Task inputs section start

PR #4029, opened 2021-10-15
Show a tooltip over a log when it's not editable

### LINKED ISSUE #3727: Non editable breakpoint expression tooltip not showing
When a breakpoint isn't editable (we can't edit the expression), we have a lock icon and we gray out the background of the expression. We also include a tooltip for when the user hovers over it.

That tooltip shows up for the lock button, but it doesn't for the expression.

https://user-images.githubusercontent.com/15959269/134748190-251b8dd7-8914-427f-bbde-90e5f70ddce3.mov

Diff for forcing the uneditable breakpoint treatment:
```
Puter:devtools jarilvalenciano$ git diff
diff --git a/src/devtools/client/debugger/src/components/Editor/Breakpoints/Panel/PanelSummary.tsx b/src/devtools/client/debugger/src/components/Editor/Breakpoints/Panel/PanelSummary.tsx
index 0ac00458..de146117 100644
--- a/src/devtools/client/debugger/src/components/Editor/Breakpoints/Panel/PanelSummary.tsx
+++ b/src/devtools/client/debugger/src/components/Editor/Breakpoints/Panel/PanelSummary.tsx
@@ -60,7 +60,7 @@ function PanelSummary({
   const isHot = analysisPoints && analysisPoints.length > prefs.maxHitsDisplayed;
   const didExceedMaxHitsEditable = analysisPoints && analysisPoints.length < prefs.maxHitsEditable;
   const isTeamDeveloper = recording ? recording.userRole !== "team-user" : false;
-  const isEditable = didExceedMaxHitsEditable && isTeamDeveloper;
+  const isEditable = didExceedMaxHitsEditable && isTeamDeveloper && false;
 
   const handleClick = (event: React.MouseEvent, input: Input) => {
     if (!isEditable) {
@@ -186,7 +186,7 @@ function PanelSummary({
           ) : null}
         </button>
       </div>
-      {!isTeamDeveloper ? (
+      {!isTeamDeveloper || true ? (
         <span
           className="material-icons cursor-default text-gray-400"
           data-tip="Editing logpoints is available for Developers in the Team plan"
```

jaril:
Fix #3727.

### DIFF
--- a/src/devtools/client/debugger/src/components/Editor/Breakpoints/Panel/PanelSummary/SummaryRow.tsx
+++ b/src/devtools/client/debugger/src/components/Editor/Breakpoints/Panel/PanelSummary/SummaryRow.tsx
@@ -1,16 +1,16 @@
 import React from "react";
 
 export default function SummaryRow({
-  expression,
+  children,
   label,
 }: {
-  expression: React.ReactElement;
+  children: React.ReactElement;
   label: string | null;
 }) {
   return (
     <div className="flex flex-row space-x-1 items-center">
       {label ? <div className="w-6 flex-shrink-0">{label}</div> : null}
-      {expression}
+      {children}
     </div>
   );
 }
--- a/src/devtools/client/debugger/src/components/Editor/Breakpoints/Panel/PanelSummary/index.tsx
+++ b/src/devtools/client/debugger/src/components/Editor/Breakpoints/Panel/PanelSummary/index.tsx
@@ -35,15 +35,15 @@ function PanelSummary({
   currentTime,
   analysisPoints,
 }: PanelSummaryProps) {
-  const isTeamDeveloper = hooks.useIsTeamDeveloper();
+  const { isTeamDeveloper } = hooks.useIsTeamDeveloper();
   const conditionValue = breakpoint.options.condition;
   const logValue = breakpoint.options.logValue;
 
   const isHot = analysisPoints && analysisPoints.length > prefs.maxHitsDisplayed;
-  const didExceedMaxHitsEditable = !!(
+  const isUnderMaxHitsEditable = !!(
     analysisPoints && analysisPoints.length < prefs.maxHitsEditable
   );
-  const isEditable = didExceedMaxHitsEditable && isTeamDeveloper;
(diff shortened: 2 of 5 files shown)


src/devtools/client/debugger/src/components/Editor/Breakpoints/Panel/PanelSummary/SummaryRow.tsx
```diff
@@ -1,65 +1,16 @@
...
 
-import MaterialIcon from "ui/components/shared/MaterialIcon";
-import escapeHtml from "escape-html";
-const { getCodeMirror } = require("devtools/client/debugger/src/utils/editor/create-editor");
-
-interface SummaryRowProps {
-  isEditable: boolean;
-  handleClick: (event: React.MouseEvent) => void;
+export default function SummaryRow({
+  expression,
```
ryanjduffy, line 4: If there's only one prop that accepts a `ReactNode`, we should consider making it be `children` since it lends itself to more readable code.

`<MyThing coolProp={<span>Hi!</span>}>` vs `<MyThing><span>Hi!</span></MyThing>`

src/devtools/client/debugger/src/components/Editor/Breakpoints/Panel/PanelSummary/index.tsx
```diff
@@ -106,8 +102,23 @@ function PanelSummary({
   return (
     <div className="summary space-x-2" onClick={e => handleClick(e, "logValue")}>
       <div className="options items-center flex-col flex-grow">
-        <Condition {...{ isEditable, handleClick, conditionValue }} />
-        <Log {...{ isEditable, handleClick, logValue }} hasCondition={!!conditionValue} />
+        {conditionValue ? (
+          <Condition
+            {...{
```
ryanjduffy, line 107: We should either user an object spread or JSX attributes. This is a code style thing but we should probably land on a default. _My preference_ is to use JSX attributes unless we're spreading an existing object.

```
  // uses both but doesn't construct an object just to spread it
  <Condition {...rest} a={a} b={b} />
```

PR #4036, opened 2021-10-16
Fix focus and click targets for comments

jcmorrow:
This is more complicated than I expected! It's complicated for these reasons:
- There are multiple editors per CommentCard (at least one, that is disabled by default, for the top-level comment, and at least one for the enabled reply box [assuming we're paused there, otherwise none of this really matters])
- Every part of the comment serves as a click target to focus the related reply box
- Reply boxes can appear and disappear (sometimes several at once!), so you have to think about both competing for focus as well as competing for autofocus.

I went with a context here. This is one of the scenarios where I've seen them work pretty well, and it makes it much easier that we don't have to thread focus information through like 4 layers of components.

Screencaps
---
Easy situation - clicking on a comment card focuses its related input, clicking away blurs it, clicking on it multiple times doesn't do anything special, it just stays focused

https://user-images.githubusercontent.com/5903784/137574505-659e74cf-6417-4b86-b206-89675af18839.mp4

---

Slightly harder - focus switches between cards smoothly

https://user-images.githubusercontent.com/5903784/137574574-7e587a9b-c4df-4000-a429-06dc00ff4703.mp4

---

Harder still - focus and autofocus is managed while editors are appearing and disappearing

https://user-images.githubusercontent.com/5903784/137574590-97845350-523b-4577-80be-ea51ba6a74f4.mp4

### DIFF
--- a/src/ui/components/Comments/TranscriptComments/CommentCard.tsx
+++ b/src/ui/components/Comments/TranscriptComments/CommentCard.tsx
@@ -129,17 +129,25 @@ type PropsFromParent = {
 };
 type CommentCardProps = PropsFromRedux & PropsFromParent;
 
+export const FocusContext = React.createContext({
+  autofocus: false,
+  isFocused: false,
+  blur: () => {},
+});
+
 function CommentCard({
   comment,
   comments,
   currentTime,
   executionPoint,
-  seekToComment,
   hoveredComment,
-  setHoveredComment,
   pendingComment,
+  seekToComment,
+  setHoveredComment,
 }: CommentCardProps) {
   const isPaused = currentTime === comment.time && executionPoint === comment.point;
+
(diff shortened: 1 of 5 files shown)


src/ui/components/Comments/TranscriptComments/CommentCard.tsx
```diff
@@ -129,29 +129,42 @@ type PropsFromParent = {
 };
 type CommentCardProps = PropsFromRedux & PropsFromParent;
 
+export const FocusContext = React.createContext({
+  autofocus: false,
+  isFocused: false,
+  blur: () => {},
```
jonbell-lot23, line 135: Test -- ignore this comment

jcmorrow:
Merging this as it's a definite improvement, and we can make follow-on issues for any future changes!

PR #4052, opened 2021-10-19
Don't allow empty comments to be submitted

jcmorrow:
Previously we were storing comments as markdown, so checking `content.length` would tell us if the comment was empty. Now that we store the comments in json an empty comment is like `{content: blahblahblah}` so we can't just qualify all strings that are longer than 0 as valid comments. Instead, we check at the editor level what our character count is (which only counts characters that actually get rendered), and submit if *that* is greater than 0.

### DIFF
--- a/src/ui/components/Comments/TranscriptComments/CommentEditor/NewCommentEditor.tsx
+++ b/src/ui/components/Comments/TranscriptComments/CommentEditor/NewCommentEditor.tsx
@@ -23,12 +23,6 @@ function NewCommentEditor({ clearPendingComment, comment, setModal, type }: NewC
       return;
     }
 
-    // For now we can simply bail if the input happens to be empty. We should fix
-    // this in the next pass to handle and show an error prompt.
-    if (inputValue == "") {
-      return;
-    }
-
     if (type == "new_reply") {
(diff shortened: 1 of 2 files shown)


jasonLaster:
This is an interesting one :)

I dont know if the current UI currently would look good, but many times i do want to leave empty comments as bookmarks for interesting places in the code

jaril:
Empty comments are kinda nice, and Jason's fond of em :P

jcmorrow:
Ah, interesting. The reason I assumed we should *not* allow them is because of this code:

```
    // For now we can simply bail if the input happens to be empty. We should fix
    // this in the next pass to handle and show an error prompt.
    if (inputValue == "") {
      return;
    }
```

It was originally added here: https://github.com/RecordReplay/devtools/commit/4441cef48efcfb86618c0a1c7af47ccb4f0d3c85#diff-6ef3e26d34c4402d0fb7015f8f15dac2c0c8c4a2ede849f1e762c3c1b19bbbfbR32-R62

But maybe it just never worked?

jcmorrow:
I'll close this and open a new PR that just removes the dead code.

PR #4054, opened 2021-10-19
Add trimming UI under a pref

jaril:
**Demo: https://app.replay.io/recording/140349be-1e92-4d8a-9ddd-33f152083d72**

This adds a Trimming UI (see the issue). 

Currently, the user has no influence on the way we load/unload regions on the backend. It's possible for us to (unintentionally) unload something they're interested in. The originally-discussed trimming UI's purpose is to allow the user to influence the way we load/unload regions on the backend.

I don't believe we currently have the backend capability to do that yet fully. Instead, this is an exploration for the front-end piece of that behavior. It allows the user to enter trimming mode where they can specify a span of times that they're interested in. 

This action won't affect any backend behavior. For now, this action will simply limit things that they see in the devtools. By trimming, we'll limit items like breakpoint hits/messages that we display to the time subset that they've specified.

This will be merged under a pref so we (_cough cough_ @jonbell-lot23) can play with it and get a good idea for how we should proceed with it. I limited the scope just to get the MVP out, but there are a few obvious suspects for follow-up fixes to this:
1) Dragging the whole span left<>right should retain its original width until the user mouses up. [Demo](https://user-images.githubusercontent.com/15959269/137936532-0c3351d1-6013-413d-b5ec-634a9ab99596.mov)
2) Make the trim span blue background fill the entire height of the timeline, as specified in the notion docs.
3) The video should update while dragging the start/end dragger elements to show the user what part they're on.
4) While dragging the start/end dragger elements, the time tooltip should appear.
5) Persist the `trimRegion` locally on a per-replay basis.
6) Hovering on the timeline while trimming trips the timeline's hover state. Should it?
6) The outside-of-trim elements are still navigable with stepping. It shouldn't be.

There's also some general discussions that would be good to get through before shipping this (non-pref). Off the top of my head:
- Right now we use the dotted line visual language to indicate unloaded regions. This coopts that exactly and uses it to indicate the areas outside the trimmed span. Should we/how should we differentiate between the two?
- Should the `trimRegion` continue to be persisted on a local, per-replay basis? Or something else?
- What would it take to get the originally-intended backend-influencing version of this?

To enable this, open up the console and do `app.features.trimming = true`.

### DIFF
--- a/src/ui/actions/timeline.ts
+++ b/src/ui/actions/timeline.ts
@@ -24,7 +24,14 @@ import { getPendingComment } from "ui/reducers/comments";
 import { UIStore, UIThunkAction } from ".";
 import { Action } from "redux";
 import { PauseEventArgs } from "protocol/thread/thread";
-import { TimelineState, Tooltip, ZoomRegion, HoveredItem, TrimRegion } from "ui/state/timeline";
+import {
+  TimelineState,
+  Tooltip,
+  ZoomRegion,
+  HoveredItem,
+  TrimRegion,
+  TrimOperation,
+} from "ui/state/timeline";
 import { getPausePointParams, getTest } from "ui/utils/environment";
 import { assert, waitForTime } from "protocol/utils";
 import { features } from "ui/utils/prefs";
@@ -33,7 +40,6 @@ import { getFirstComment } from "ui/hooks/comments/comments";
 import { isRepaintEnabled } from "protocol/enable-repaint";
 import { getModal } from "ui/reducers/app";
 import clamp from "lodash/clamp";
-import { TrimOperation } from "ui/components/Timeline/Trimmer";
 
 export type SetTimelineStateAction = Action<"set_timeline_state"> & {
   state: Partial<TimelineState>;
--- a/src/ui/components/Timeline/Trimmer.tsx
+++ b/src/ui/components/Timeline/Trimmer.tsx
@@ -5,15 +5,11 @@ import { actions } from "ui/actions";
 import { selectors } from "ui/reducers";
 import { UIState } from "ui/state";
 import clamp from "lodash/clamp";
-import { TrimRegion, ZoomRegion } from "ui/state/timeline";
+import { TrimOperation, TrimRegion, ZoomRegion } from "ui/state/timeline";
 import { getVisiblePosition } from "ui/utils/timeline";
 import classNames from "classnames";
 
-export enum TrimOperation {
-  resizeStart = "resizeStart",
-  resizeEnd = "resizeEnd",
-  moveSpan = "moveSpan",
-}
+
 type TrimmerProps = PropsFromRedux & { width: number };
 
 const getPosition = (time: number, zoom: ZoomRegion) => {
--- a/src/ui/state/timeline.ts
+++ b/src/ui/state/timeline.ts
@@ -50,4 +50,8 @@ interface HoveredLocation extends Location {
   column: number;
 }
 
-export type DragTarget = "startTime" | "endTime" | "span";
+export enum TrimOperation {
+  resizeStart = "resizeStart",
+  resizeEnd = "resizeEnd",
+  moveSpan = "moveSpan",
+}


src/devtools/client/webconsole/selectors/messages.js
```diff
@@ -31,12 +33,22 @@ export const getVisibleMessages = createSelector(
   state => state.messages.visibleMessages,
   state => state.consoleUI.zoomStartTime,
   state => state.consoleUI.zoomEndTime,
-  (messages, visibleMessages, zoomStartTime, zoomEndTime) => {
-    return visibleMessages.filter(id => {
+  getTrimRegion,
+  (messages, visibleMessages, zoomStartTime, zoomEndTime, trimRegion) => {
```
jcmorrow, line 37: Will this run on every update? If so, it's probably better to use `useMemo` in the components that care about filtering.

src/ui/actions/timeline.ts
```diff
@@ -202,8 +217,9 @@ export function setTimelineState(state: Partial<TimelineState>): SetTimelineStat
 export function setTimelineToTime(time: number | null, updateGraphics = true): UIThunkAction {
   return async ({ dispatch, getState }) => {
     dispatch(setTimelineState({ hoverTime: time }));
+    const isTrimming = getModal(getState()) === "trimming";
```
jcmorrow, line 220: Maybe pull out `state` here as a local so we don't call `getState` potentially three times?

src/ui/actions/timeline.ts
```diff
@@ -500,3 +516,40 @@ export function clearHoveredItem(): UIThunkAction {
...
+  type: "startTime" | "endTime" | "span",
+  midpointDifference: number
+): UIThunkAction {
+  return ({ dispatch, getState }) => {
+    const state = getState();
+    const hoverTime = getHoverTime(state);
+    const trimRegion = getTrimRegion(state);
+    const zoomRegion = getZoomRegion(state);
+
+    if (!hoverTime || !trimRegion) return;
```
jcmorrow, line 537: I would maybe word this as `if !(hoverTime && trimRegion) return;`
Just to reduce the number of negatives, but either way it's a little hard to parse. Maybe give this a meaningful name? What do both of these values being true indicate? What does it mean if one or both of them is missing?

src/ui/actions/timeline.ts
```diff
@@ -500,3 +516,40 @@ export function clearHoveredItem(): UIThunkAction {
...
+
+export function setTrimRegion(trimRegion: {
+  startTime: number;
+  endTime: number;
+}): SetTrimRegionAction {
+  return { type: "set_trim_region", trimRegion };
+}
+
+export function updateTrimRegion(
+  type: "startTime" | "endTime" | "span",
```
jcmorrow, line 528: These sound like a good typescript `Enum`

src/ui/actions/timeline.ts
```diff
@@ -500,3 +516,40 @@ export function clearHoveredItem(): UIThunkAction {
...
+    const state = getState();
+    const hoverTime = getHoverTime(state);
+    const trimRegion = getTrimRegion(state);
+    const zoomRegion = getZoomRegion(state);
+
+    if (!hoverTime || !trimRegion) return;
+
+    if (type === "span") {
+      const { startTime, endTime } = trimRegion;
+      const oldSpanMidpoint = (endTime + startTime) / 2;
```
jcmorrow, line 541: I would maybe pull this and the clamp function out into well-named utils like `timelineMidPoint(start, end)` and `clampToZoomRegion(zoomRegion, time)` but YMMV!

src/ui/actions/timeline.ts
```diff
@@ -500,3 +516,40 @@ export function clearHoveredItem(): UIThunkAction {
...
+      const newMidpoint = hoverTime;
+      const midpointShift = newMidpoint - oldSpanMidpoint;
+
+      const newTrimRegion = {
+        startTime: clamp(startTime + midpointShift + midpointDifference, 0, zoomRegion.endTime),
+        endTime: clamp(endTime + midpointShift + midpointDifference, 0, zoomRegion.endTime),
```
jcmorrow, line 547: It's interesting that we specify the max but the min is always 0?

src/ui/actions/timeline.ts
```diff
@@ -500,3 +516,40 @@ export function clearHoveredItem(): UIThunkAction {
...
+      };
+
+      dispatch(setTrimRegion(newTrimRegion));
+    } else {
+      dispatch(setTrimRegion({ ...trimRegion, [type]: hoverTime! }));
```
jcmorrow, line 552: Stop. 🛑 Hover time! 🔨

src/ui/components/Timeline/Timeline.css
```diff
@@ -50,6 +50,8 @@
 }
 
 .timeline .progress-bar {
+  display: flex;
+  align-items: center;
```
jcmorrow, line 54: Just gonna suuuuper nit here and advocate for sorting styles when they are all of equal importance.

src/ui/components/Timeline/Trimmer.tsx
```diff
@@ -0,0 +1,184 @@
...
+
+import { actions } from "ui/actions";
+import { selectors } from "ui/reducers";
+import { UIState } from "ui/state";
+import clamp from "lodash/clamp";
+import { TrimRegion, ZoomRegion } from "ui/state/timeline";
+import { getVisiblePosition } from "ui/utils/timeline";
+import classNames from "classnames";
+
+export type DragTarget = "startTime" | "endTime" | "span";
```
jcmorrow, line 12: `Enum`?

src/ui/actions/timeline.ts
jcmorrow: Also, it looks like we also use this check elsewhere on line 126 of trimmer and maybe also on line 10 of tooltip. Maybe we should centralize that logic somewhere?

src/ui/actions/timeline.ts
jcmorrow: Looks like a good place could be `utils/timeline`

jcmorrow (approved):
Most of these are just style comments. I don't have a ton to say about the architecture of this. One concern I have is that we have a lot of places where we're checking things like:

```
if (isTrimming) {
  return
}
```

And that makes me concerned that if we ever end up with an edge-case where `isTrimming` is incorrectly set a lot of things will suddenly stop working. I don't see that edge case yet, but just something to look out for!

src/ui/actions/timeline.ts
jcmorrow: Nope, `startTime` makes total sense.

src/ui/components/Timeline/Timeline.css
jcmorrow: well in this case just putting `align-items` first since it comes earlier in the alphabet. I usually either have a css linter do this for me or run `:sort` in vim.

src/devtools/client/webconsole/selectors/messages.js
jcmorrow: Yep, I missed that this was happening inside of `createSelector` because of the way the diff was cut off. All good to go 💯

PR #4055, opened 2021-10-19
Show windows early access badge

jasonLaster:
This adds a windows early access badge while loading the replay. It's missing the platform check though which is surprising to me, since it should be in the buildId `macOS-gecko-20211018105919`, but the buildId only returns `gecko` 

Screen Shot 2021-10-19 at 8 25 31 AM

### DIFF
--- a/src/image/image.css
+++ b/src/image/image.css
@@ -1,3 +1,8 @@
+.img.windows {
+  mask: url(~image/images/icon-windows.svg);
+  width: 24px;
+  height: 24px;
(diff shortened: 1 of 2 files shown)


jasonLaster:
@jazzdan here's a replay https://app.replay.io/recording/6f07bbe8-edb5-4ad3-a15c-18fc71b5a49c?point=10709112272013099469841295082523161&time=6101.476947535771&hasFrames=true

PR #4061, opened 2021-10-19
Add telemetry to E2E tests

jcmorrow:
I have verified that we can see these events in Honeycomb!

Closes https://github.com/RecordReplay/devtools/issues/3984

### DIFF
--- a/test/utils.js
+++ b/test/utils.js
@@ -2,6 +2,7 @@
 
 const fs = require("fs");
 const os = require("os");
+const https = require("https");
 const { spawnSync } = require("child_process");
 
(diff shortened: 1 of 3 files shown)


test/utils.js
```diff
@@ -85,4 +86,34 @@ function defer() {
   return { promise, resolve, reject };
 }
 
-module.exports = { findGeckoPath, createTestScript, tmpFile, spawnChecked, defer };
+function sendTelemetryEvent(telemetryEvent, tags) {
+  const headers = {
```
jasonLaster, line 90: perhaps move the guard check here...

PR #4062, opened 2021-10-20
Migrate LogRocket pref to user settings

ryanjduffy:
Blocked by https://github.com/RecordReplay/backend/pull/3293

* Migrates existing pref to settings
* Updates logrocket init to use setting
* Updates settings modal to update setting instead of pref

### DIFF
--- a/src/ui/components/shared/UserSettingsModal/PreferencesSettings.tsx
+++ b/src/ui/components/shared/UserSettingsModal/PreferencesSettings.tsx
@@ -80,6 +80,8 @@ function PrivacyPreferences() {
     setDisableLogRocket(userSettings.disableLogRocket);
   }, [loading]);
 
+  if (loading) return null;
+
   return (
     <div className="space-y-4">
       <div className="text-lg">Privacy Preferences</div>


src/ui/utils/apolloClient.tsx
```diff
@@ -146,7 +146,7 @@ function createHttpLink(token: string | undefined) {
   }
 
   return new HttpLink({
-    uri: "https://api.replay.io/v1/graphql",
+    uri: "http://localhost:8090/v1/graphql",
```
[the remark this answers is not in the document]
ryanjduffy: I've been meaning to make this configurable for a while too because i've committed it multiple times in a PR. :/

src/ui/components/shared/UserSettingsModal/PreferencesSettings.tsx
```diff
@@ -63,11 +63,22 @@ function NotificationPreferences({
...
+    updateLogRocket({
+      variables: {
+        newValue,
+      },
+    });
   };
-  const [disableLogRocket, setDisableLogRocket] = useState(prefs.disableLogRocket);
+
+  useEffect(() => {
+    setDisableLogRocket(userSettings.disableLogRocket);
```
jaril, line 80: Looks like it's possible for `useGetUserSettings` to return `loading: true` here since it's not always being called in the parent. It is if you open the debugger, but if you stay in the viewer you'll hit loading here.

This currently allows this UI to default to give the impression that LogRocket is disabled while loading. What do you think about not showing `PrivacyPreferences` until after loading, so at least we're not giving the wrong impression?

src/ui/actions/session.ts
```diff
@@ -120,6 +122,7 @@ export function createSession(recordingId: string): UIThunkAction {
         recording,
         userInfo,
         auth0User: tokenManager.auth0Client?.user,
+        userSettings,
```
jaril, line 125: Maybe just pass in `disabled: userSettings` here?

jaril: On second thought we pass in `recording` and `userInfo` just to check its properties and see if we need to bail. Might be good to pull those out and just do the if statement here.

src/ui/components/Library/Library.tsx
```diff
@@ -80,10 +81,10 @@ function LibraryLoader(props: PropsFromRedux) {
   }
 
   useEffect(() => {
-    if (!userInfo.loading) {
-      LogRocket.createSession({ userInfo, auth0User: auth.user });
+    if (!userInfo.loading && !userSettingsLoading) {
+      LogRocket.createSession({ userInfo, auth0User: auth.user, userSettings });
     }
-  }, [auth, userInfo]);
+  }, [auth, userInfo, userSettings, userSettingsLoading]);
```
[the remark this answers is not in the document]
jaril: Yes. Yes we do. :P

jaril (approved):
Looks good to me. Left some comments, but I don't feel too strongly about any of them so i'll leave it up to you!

Task inputs section end

**Activity:** Whenever the string "NewCommentEditor" shows up in a line above, copy that line.

**Result of this task:**
--- a/src/ui/components/Comments/TranscriptComments/CommentEditor/NewCommentEditor.tsx
+++ b/src/ui/components/Comments/TranscriptComments/CommentEditor/NewCommentEditor.tsx
@@ -23,12 +23,6 @@ function NewCommentEditor({ clearPendingComment, comment, setModal, type }: NewC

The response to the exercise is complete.